▶ [Work required]: Your answer should consist of the lines in the data below that contain "schematics".

▶ [Material for this task]:
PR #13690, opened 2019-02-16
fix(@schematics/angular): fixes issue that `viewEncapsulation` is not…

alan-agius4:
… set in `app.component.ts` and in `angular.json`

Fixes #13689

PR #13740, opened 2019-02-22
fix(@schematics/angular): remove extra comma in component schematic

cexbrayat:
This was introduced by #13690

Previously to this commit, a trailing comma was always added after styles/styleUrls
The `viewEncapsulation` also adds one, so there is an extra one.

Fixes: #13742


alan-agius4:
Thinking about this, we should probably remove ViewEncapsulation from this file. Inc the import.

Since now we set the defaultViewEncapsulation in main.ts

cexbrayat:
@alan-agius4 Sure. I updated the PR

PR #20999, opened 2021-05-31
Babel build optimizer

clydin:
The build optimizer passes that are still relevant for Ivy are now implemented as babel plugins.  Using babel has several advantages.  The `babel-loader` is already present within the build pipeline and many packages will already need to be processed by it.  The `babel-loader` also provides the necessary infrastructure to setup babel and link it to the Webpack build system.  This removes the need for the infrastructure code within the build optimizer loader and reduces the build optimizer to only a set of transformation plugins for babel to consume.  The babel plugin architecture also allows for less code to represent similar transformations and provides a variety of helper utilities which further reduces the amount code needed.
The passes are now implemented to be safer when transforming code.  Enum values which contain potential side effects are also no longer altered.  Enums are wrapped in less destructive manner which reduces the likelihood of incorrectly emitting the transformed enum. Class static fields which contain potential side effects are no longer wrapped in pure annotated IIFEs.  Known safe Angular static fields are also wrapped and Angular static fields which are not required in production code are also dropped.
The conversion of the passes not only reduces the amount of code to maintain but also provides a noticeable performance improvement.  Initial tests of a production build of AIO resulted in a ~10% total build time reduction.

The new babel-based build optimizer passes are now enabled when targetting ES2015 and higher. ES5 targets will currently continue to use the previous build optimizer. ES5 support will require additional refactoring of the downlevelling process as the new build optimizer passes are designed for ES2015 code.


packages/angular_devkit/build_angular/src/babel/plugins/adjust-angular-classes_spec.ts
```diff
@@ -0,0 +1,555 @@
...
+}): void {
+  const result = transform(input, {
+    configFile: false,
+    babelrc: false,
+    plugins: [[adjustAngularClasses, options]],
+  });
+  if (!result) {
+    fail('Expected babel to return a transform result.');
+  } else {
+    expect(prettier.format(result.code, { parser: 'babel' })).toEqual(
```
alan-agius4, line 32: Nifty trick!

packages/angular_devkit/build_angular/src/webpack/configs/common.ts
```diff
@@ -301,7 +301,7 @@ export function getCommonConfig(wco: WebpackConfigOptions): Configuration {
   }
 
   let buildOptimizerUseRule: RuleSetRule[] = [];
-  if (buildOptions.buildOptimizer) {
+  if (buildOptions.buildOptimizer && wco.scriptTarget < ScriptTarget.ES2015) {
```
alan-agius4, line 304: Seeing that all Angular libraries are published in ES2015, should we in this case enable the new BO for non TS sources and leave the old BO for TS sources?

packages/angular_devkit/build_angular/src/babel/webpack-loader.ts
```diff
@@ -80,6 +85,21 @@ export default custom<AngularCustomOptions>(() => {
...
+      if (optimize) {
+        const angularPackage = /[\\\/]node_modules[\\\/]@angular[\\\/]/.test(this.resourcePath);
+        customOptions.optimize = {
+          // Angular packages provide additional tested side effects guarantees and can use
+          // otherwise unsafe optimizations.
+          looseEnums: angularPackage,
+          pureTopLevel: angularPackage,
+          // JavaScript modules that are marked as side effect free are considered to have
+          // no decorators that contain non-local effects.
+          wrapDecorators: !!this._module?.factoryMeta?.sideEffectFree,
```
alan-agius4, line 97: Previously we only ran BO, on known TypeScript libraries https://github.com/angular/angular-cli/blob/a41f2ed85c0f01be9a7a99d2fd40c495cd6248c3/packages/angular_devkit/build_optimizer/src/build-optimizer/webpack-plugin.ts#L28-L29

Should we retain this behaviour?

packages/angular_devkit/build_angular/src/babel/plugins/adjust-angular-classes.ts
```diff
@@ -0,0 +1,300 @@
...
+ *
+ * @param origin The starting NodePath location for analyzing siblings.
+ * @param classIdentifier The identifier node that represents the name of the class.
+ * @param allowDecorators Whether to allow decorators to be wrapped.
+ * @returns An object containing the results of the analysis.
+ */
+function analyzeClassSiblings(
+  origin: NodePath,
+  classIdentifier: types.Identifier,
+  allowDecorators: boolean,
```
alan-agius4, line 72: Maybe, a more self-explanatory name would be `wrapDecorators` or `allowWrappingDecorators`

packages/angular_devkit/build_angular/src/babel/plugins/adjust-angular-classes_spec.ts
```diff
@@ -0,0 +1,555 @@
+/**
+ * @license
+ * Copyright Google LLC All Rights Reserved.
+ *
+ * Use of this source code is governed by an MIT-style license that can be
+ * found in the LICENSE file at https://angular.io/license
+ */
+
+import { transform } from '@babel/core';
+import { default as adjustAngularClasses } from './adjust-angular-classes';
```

▶ [Response to the task]:
fix(@schematics/angular): fixes issue that `viewEncapsulation` is not…
fix(@schematics/angular): remove extra comma in component schematic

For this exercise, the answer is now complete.